Nicht alltäglichen Service leistet der zweitjüngste Hahn-Spross auch in Sachen Smart Repair. Während günstige Lackreparaturen viele bieten, führen die Pforzheimer auch eine zeitwertgerechte Instandsetzung für Alufelgen aus. Als qualifizierter Cartec-Stützpunkt setzen sie Bordsteinschäden an Rädern deutlich günstiger instand, als eine neue Felge kosten würde. Davon profitieren Autohaus wie Kunde gleichermaßen.

Der Trainer schießt kein Tor

Apropos Kunde: Dass man die von morgen eigentlich gar nicht früh genug ans Unternehmen binden kann, zeigen die fleißigen Schwaben eindrucksvoll: Bereits im zarten Kindergartenalter lädt das Unternehmen Jungen und Mädchen zum Kennenlernen in die Betriebe ein. Auch ein spezieller Girls Day sowie diverse Kooperationen mit Schulen helfen, den Betrieb als künftigen Arbeitgeber zu präsentieren. Dazu zählen selbstverständlich auch potenzielle Mitarbeiter von morgen. „Der Arbeitsmarkt in unserer Region ist quasi leergefegt“, stellt Servicechef Gnielinski ernüchtert fest. Was bleibt, ist selbst auszubilden, selbst auszubilden, selbst…. Und genau das tut Hahn auch.

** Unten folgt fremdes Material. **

PR #1256, opened 2017-05-30
Update ES strings translation and fix typo in ES_rMX strings

general50:


general50:
Incomplete.

general50:
Ok, looks good now.

PR #407, opened 2021-08-23
[SDB-2229] Added support for OSL /clusters/<uuid>

Lir10:


tzvatot:
LGTM

model/service_logs/v1/cluster_uuid_resource.model
```diff
@@ -0,0 +1,24 @@
...
+
+Unless required by applicable law or agreed to in writing, software
+distributed under the License is distributed on an "AS IS" BASIS,
+WITHOUT WARRANTIES OR CONDITIONS OF ANY KIND, either express or implied.
+See the License for the specific language governing permissions and
+limitations under the License.
+*/
+
+// Manages a specific Cluster UUID.
+resource ClusterUUID {
```
jhernand, line 18: Is there any reason to not name this jut `Cluster`?

Lir10: Sure, I've changed it

model/service_logs/v1/clusters_resource.model
```diff
@@ -0,0 +1,25 @@
...
+WITHOUT WARRANTIES OR CONDITIONS OF ANY KIND, either express or implied.
+See the License for the specific language governing permissions and
+limitations under the License.
+*/
+
+// Manages the collection of clusters for clusters logs.
+resource Clusters {
+
+	// Reference to the service that manages a specific ClusterUUID.
+	locator ClusterUUID {
```
jhernand, line 21: Should this also be named `Cluster`?

Lir10: done

model/service_logs/v1/cluster_resource.model
```diff
@@ -0,0 +1,24 @@
...
+WITHOUT WARRANTIES OR CONDITIONS OF ANY KIND, either express or implied.
+See the License for the specific language governing permissions and
+limitations under the License.
+*/
+
+// Manages a specific Cluster for a cluster log.
+resource Cluster {
+
+	// Reference to the list of cluster logs for a specific cluster uuid.
+	locator ClusterLogs {
```
jhernand, line 21: This should probably be just `Log`, that way the code to access the logs will look like this:

```go
logsResource := connection.ServiceLogs().V1().Clusters().Cluster("123").Logs()
```

Otherwise it would be like this, which repeats the "cluster" word many times:

```go
logsResource := connection.ServiceLogs().V1().Clusters().Cluster("123").ClusterLogs()
```

Lir10: @jhernand We can change that in the SDK but that won't be consistent with our original path `/api/service_logs/v1/clusters/{uuid}/cluster_logs`

jhernand: OK, don't change it.

Lir10: Note that `cluster_logs` is on purpose because most the paths in OSL end with `cluster_logs` so we add that for consistency. 

For example to list/post logs the path looks like this `/api/service_logs/v1/cluster_logs` so that's why we chose `/api/service_logs/v1/clusters/{uuid}/cluster_logs`

jhernand: I understand, thanks for explaining.

PR #415, opened 2021-09-09
Update changes doc

zgalor:
@tzvatot PTAL


zgalor:
merging this, @tzvatot FYI

PR #417, opened 2021-09-13
added archived cluster endpoint

pvasant:


model/clusters_mgmt/v1/archived_clusters_resource.model
```diff
@@ -0,0 +1,57 @@
+/*
+Copyright (c) 2019 Red Hat, Inc.
```
vkareh, line 2: 2021

model/clusters_mgmt/v1/root_resource.model
```diff
@@ -76,10 +76,14 @@ resource Root {
...
-	
+
 	// Reference to limited support reason templates.
 	locator LimitedSupportReasonTemplates {
 	    target LimitedSupportReasonTemplates
 	}
 
+	locator ArchivedClusters {
+	    target ArchivedClusters
+    }
```
vkareh, line 87: The indentation here looks a bit off

vkareh:
Other than an indentation issue in the root resource, this LGTM

pvasant:
@vkareh  ah i dont know what is the issue with vscode or goland. I use only tabs not spaces still indentation is always off and i had to edit directly to fix it. not sure which editor is the right one to avoid this

PR #424, opened 2021-10-04
move additional_trust_bundle from cluster to the Proxy object

zvikorn:


vkareh:
LGTM

Make sure that the API handler can support both versions until all known clients have upgraded the SDK.

PR #436, opened 2021-11-18
SDA 4786 - Add Channel to AddOnVersion

ciaranRoche:
Part of : https://issues.redhat.com/browse/SDA-4786

SDK Build Verification - https://gist.github.com/ciaranRoche/c9225aa4f9169c6700774ce71fa4e1d3

### DIFF
--- a/model/clusters_mgmt/v1/add_on_install_mode_type.model
+++ b/model/clusters_mgmt/v1/add_on_install_mode_type.model
@@ -18,7 +18,7 @@ limitations under the License.
 enum AddOnInstallMode {
 	// This mode means that the the addon CRD exists in a single specific namespace.
 	// This namespace is reflected by the TargetNamespace addon field
-	SingleNamespace
+	OwnNamespace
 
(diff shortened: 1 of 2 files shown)


ciaranRoche:
@mikenairn PTAL

model/clusters_mgmt/v1/add_on_install_mode_type.model
```diff
@@ -18,7 +18,7 @@ limitations under the License.
 enum AddOnInstallMode {
 	// This mode means that the the addon CRD exists in a single specific namespace.
 	// This namespace is reflected by the TargetNamespace addon field
-	SingleNamespace
+	OwnNamespace
```
mikenairn, line 21: Is the comment still valid, or does that need updating?

ciaranRoche: From my understanding its essentially the same thing, just with the new Sync Set change, MT only support Own and All namespaces. Own Namespace come from what is defined in target namespace

PR #452, opened 2021-12-16
Add statuses path to service model

djberg96:
This adds a missing statuses endpoint to the services path, plus a few comments.

### DIFF
--- a/model/status_board/v1/product_resource.model
+++ b/model/status_board/v1/product_resource.model
@@ -27,10 +27,12 @@ resource Product {
   method Delete {
   }
 
+  // /api/status-board/v1/products/{id}/applications
   locator Applications {
     target Applications
   }
 
+  // /api/status-board/v1/products/{id}/updates
   locator Updates {
     target Statuses
   }
--- a/model/status_board/v1/product_resource.model
+++ b/model/status_board/v1/product_resource.model
@@ -27,12 +27,10 @@ resource Product {
   method Delete {
   }
 
-  // /api/status-board/v1/products/{id}/applications
   locator Applications {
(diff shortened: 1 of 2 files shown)


model/status_board/v1/product_resource.model
```diff
@@ -27,10 +27,12 @@ resource Product {
   method Delete {
   }
 
+  // /api/status-board/v1/products/{id}/applications
```
jhernand, line 30: I think it is redundant to have this here, as this is automatically calculated by the model and added to the generated OpenAPI documentation. If you really want to include it then add a first sentence explaining that this is, and make this a complete example:

```
// Reference to the service that manages the collection
// of applications associated to this product. For example
// go get the list of applications for product `123` send a
// request like this:
//
// ```http
// GET /api/status-board/v1/products/123/applications
// ```
```

model/status_board/v1/product_resource.model
```diff
@@ -27,10 +27,12 @@ resource Product {
...
   locator Applications {
     target Applications
   }
 
+  // /api/status-board/v1/products/{id}/updates
```
jhernand, line 35: Same.

model/status_board/v1/service_resource.model
```diff
@@ -26,4 +26,9 @@ resource Service  {
 
   method Delete {
   }
+
+  // /api/status-board/v1/services/{id}/statuses
```
jhernand, line 30: Same.

djberg96:
@jhernand Ok, updated.

jhernand (approved):

PR #454, opened 2021-12-19
[SDB-2509] Update OSL API schema to be compatible with ocm-sdk-go

Lir10:


model/service_logs/v1/cluster_log_type.model
```diff
@@ -45,4 +45,12 @@ class LogEntry {
...
 	// The username that triggered the event (if available).
 	Username String
+	
+	// Internal cluster ID.
+	ClusterID String
+
+	// Log custom event id for a simple search of related cluster logs.
+	EventStreamID String
+
+	SubscriptionID String
```
tzvatot, line 55: Would you like to add a comment for this one?

Lir10: Added - thanks

PR #458, opened 2021-12-20
Change version gates resource to be gates instead of version_gates

tzvatot:
Change locator name to make sure the URL will be /versions/<version-id>/gates (instead of "version_gates").


tzvatot:
@zgalor @zvikorn PTAL

zgalor:
lgtm

PR #473, opened 2022-01-10
Release v0.0.168

vkareh:
- Fix description of various API attributes
- OVN: Add network type selection

### DIFF
--- a/CHANGES.md
+++ b/CHANGES.md
@@ -2,6 +2,11 @@
 
 This document describes the relevant changes between releases of the API model.
 
+## 0.0.168 Jan 10 2022
+- Fix description of various API attributes
+- OVN: Add network type selection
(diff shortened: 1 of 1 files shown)


CHANGES.md
```diff
@@ -2,6 +2,10 @@
 
 This document describes the relevant changes between releases of the API model.
 
+## 0.0.168 Jan 10 2022
+- Fix description of various API attributes
```
tzvatot, line 6: what about "WIP: adding field to hold validation error message" or you're not including it on purpose?

ciaranRoche: I think that was merged after this MR was created, be awesome to include it though :pray:

vkareh: rebased

PR #474, opened 2022-01-12
Add ServiceInfo to status board Status model

PanSpagetka:
Add ServiceInfo to status board Status model.

### DIFF
--- a/model/status_board/v1/service_info_type.model
+++ b/model/status_board/v1/service_info_type.model
@@ -1,0 +1,24 @@
+/*
+Copyright (c) 2021 Red Hat, Inc.
+
+Licensed under the Apache License, Version 2.0 (the "License");
+you may not use this file except in compliance with the License.
+You may obtain a copy of the License at
+
+  http://www.apache.org/licenses/LICENSE-2.0
+
+Unless required by applicable law or agreed to in writing, software
+distributed under the License is distributed on an "AS IS" BASIS,
+WITHOUT WARRANTIES OR CONDITIONS OF ANY KIND, either express or implied.
+See the License for the specific language governing permissions and
+limitations under the License.
+*/
+
+// Definition of a Status Board service info.
+struct ServiceInfo {
+  // Full name of the service
+  Fullname string
+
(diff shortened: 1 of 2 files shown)


model/status_board/v1/status_type.model
```diff
@@ -25,6 +25,9 @@ class Status {
   // The associated service ID.
   Service Service
 
+  // Additional Service related data.
+  ServiceInfo Interface
```
vkareh, line 29: Why is this an interface? Why not create a named struct with the necessary attributes in it?
```
class ServiceInfo {
  Fullname string
  StatusType string
}
```

vkareh:
Since the API uses a `map[string]interface{}` type, you are better off setting the model type as `[String]Interface`, as it represents the type better. However, I'm curious about this approach.

PanSpagetka:
We want to treat this as a JSON, but when I think about it, there is no reason this couldn't be a new type. I made a new MR to create new `ServiceInfo` type and also changed this PR. Thank you for suggestion :)

djberg96:
@PanSpagetka Looks like the service_info_type.model is missing. It would look like @vkareh's comment, i.e.

```
class ServiceInfo {
  Fullname String
  StatusType String
}
```

model/status_board/v1/service_info_type.model
```diff
@@ -0,0 +1,24 @@
...
+*/
+
+// Definition of a Status Board service info.
+class ServiceInfo {
+  // Full name of the service
+  Fullname string
+
+  // Type of the service status
+  StatusType string
+}
```
jhernand, line 24: Using a `class` here instead of a `struct` means that this is anentity has its own identity, and in practical terms that it will have the `id` and `href` attributes. With my limited understanding of your service I'd say that is not what you want or need. So better replace `class` with `struct`.

PanSpagetka: Thank you, `class` replaced with `struct`.

jhernand (approved):
Looks good to me, thanks @PanSpagetka.

PR #1257, opened 2026-09-13
Add GDC exploit PoC - chained EOA bypass, liquidity misclassification, burn mismatch, and reentrant tax-free exit

BhariGowda:
Four confirmed bugs chained together, verified against GDCToken's real source and a full local re-execution trace of the actual attack tx:

EOA-check bypass: isContract() uses extcodesize, checked in receive()/deposit()  but code size is 0 during a contract's own constructor, so helper contracts deposit while still deploying, satisfying an EOA-only guard.
Buy-as-liquidity-removal misclassification: a deposit sets addLiquidityUnlockTime[helper] > 0; any subsequent pair→helper transfer with that record set gets flagged isRemove = true, skipping BuyingProhibited()  letting the helper freely buy GDC through a direct pair.swap().
Burn-vs-actual-input mismatch: swapSellAward forwards only SELL_USER_PERCENT = 3000 (30%) of a sell to the pair as real input, but _burnSellAgainstPair(user, amount) burns the FULL nominal amount directly from the pair's own reserve and calls sync()  collapsing the reserve below what was genuinely deposited (221.24M GDC burned for free in the real attack).
Reentrant tax-free exit: the sell path sets swapping = true and skips the tax while that flag is set. _sendBNB (a raw .call) pays the seller's bound inviter mid-execution  a callback the attacker's own helper receives, letting it re-enter and dump a large pre-accumulated GDC position through a direct pair.swap(), untaxed, against the just-collapsed reserve.

Critically, the profit only exists across two coordinated windows, not from any single mechanism in isolation  confirmed empirically: window 1 alone (helper d1 injects 372 WBNB, pulls 230.83 back) is net-negative. Real profit comes from d1's large pre-bought bag (1.63e27 GDC for 365.56 WBNB) being dumped tax-free during the callback triggered by helper f95's sell, PLUS f95's own 30%-of-sell capture, PLUS the free WBNB backing of the 221.24M GDC burned by mechanism 3.

Full real choreography reconstructed: d1 deposits (constructor-phase, becomes the referrer) → f95 deposits and binds d1 as its inviter (effectiveReferralCount[d1] = 1) → f95 sells, firing the callback to d1 (which buys via direct swap, collapsing the reserve) → sweep f95's 30% real capture → f95 sells its last 1 GDC → the resulting callback triggers d1's full-bag dump. Funded via a real Moolah.flashLoan + onMoolahFlashLoan callback.

Every step is a real typed call  Moolah.flashLoan, bindReferrer, constructor-phase receive() deposits, direct pair.swap, live getAmountOut for exact-output sizing. No bytecode blob, no raw calldata replay, no settled-state shortcut.

Reproduced: 35.337151495976986490 BNB, exact to the wei against the real on-chain attacker's balance delta.

Attack tx: https://bscscan.com/tx/0xf12ccb683c51cc1c5907d362f3219b3a49a597be1fdfe1fb36bb2361bb3db877

### DIFF
--- a/README.md
+++ b/README.md
@@ -3,7 +3,7 @@
 **Reproduce DeFi hack incidents using Foundry.**
 
 
-853 incidents included.
+854 incidents included.
 
 Let's make Web3 secure! Join [Discord](https://discord.gg/Fjyngakf3h)
 
@@ -54,6 +54,8 @@ If you appreciate our work, please consider donating. Even a small amount helps 
 - [Giveth](https://giveth.io/donate/defihacklabs)
 
 ## List of Past DeFi Incidents
+[20260911 GDC](#20260911-gdc---chained-eoa-bypass-liquidity-misclassification-burn-mismatch-and-reentrant-tax-free-exit)
+
 [20260909 EtherFiAtomicQueue](#20260909-etherfiatomicqueue---missing-solver-access-control-drains-victim-allowances)
 
 [20260909 OMNI404](#20260909-omni404---erc-404-dual-idamount-transfer-interpretation-drains-pool-weth)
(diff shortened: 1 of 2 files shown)


SunWeb3Sec:

Everything checked out:

- ✅ **Authentic reconstruction** — the exploit is rebuilt as real typed calls (Moolah `flashLoan`, constructor-phase `receive()` deposits, `bindReferrer`, direct `pair.swap`, the referral `_sendBNB` reentrancy callback). No bytecode blob, no raw-calldata replay, and the manipulation (all four chained bugs) is performed on-fork rather than assumed from settled state.
- ✅ **`forge test` PASS** — `testExploit()` passed, `attacker BNB profit: 35.337151495976986490`, matching the on-chain attacker's delta to the wei.
- ✅ **README** — count incremented `853 → 854`; new `20260911 GDC` entry inserted newest-first in both lists with a valid, resolving anchor.

```
Ran 1 test for src/test/2026-09/GDC_exp.sol:GDC_exp
[PASS] testExploit() (gas: 4883423)
  attacker BNB profit: 35.337151495976986490
```

Thanks for the thorough write-up and the exact-to-the-wei reproduction!

PR #1258, opened 2026-09-13
Add ORB exploit PoC - leveraged pool buyout and refund-before-sell reentrancy drains burnLP-depleted reserve

BhariGowda:
ORBCore is whitelisted on ORBToken, so its sells skip the normal 5% burn tax. ORBToken.receive() calls into ORBCore.addPoolAndSell() with no reentrancy guard, and addPoolAndSell refunds BNB to the calling account BEFORE _sellToken completes  the attacker's own receive() immediately re-sends the refund, re-triggering the whole cycle (confirmed 58 levels deep in the real trace). Each iteration's _sellToken sells the account's ORB tax-free, then calls burnLP(sellBurnTax), which destroys ORB directly from the Pair's own reserve (capped at 20% of the pair's ORB balance per call) and calls sync().

Why the leverage phase is load-bearing, not decorative: the pair's real reserve is 45.3 WBNB / 5.826M ORB, and the attacker's actual pre-owned ORB inventory is just 3,483 tokens  seven orders of magnitude too small to meaningfully deplete a 5.8M-ORB reserve through the reentrant loop alone (a reentrancy-only reconstruction, matching a prior session's attempt, proves this: it's structurally unable to drain the pool). The real attack instead uses a large leveraged buyout to shrink ORB's side of the pool FIRST:

Outer Moolah flash-loan of 241,591 WBNB (its entire liquidity) + a nested Moolah flash-loan of 3,145 BTCB, deposited as Venus collateral to borrow 260,000 BNB  ~501k combined working capital.
A real router swapTokensForExactTokens(WBNB→ORB, to=Core) buys ~5.827M ORB out of the pool (routed through Core specifically  any non-Core buyer hits revert('not buy')), pushing the pool to ~441k WBNB / ~590 ORB.
The reentrant receive()→addPoolAndSell loop fires: descent swaps run against the still-full pool, the big buy executes at the deepest reentrancy level, and the unwind-phase burnLP calls then only need to grind down the now-tiny ~590 ORB remainder to dust  tractable where grinding the original 5.8M never was.
A final sell of the remaining ORB into the now near-empty-of-ORB pool extracts nearly the entire inflated WBNB reserve.
All leverage repaid in full (Venus repayBorrow+redeemUnderlying, both Moolah loans)  what remains is exactly the pool's original ~45 WBNB.

Reconstructed as a named exploit contract making real typed calls throughout: Moolah flashLoan/onMoolahFlashLoan, Venus enterMarkets/mint/borrow/repayBorrow/redeemUnderlying, real router and pair swaps, and the real receive()-driven reentrancy. No bytecode blob, no raw calldata replay, no settled-state shortcut. Requires evm_version = cancun (Venus's vToken uses transient storage), applied as an inline per-test directive.

Reproduced: 45.302 BNB net profit, matching the reported ~44.9-45 BNB, confirmed against the real on-chain pool reserve trajectory (45.318 → 0.34 → back to ~45 after repayment).

Attack tx: https://bscscan.com/tx/0x5e6b33b7d69b505d8ae6e50ca6967e13bf513b61593d29011dbcc6d134515b34


SunWeb3Sec:
🤖 **Automated PR review — changes requested**

Thanks for the contribution — the PoC itself is solid. It's an **authentic reconstruction** (real `Moolah.flashLoan`/`onMoolahFlashLoan`, nested BTCB loan, Venus `enterMarkets`/`mint`/`borrow`/`repayBorrow`/`redeemUnderlying`, real router `swapTokensForExactTokens` buyout, and the genuine `receive()`-driven reentrant descent with `burnLP` pool depletion). When run with cancun it passes cleanly:

```
[PASS] testExploit() (gas: 13419197)
  attacker BNB profit: 45.302221034270454423
```

Two things need fixing before this can be merged:

- ❌ **README `forge test` command is missing `--evm-version cancun`.** The command in the README is:
  ```sh
  forge test --contracts src/test/2026-09/ORB_exp.sol -vvv
  ```
  Run exactly as documented (repo default is `evm_version = 'shanghai'`), it **reverts** inside Venus's `getBorrowRate`/`mint` — the vToken uses transient storage (`TSTORE`/`TLOAD`), which isn't active pre-cancun. It only passes when `--evm-version cancun` is supplied. Every other transient-storage PoC in this repo carries the flag in its README command (e.g. `SummerFi_exp`, `DLMC_exp`, `JB_exp`, `WHALE_exp`). Please add `--evm-version cancun` to the README command for this entry so it reproduces as written. The PR description says cancun is "applied as an inline per-test directive," but there's no `forge-config`/`evm_version` directive in `ORB_exp.sol` — an inline `// forge-config: default.evm_version = "cancun"` above the test would also work if you'd rather keep the README command flag-free, but the flag-in-README approach matches the repo convention.

- ❌ **README now conflicts with `main`.** PR #1257 merged just ahead of this one and bumped the same count line + list, so this branch needs a rebase onto updated `main` with the count re-bumped (now `854 → 855`) and the `20260911 ORB`... entry re-applied in newest-date-first position.

- ✅ PoC is an authentic reconstruction and passes under cancun (~45.30 BNB, matching the reported loss).
- ✅ Anchor/entry formatting otherwise look correct.

Please push an update addressing the two items above and the reviewer will re-run automatically.

SunWeb3Sec:

Everything checked out:

- ✅ **PoC authenticity**: genuine reconstruction — a named `ORBExploit` contract making real typed calls (Moolah flash loans, Venus `enterMarkets`/`mint`/`borrow`/`repayBorrow`/`redeemUnderlying`, router/pair swaps, and the real `receive()`-driven reentrancy). No bytecode blob, no raw-calldata replay, and the leverage + manipulation are actually performed on-fork (not a settled-state shortcut).
- ✅ **`forge test`**: PASS with `--evm-version cancun`. `attacker BNB profit: 45.302221034270454423`, matching the reported ~45 BNB.
- ✅ **README**: count `854 → 855`, new entry hyperlinked with a resolving anchor, inserted newest-first with correct blank-line separation.

Thanks for the contribution and the thorough writeup!

PR #1259, opened 2026-09-14
Add YamFinance exploit PoC - dormant-DAO quorum governance takeover drains legacy UMA farming contracts

BhariGowda:
Yam Finance is a dormant DAO with very low active voting participation. Confirmed on-chain, YamGovernorAlpha's quorum is 2e29 and proposal threshold 5e28 (internal vote-weight scale, distinct from YAM's 18-decimal display). A proposal defeats only if forVotes <= againstVotes || forVotes < quorum no separate minimum "for" votes bar exists, so a large enough self-delegated holder clears both thresholds alone with zero other voters needed.

The attacker bought 504,427 YAM via an aggregator one block before delegating (real capital held across ~12 days of governance timing, not flash-loanable  confirmed via balance history: 0 YAM at block 25884983, 504,427 YAM at 25884986). Self-delegated weight of 2.016e29 alone cleared both quorum and threshold. Submitted YamGovernorAlpha proposal #45 (empty description) with a single action: setPendingAdmin(attacker) on the YAM Timelock. The vote passed and executed; the attacker called acceptAdmin(), becoming full Timelock admin over every YAM protocol contract and the DAO treasury.

From there: reduced the Timelock delay from 5 days to its 12-hour minimum, transferred gov of the legacy UMAFarmingMar/UMAFarmingFeb contracts to themselves via _setPendingGov/_acceptGov through the Timelock, called _settleExpired() on each (releasing WETH collateral from long-expired uGAS EMP positions  confirmed contractState = 2, settleable), then used the gov-only masterFallback function  a gated arbitrary target.call(data)  to drain both farms' WETH and UMA directly.

Reconstructed as a full real governance-timeline simulation, every step a real typed call: acquire and self-delegate real YAM, propose() (returns proposal ID 45, matching the real on-chain proposal exactly), castVote(true), advance the real 12,345-block voting period, queue(), advance the real 5-day timelock delay, execute(), acceptAdmin(), setDelay() to the minimum, the farming-contract gov transfer through the Timelock, _settleExpired() on both farms, and masterFallback calls draining each — the drain payload built via abi.encodeWithSignature("transfer(address,uint256)", attacker, balance), a genuine typed ERC20-transfer encoding demonstrating exactly how the escape hatch is abused, not a replay of captured calldata. No bytecode blob, no raw calldata replay, no settled-state shortcut.

Reproduced: 48.085 WETH + 763.101 UMA (23.499 WETH + 763.101 UMA from UMAFarmingMar, 24.586 WETH from UMAFarmingFeb), matching the reported ~$121K / 23.50+24.59 WETH + 763 UMA closely. The attacker's off-chain FixedFloat cash-out to 48.15 ETH is noted in the file header but out of the fork's scope.

Proposal-creation tx: https://etherscan.io/tx/0xf3c9b1d7094bd11e6aa065c5efb009afa682a961c72e3f4c1bc20e6a25d2e25a


SunWeb3Sec:

Everything checked out:

- ✅ **PoC authenticity**: genuine end-to-end reconstruction of the governance takeover — self-delegate → `propose` (returns proposal id **45**, matching on-chain) → `castVote` → advance the voting period → `queue` → warp the 5-day timelock → `execute` → `acceptAdmin` → reduce delay → transfer farm gov via the Timelock → `_acceptGov` → `_settleExpired` → `masterFallback` drain. Every step is a real typed call (no bytecode blob, no raw-calldata replay), and the drain payload is a genuine `abi.encodeWithSignature("transfer(address,uint256)", …)` encoding. Forking with the attacker's real pre-purchased YAM stake is the accepted "pre-existing balance" shape; the exploit itself is fully reconstructed on-fork, not read from settled state.
- ✅ **`forge test`**: PASS. `TOTAL WETH drained to attacker: 48.085375…`, `TOTAL UMA: 763.101265…`, matching the reported ~$121K.
- ✅ **README**: rebased onto latest `main` to resolve a count/list conflict with the just-merged ORB PoC; count `855 → 856`, new entry hyperlinked with a resolving anchor, inserted newest-first (20260912, above ORB) with correct blank-line separation.

Thanks for the contribution and the detailed writeup!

Dass bekanntlich nicht der Trainer, sondern die Spieler beim Fußball die Tore schießen, wissen auch die Verantwortlichen am Pforzheimer Standort, allen voran Serviceleiter Gomez. Entsprechend versucht er, den vielzitierten Teamgedanken mit Leben zu befüllen. So trifft sich die Mannschaft unter anderem regelmäßig zum teutonischen Grillen. Und ab und an holt der Spanier die riesengroße Paella-Pfanne raus und kocht für alle. „Wir haben zudem ein eigenes Fußballteam. Mit dem treten wird nicht nur beim hauseigenen Hahn-Cup an, sondern veranstalten regelmäßig Spiele gegen Mannschaften, die beispielsweise von Großkunden gestellt werden. So kommt man mit diesen auf einer völlig anderen Ebene in Kontakt“, resümiert Gomez zufrieden den Sportsgeist seines Teams.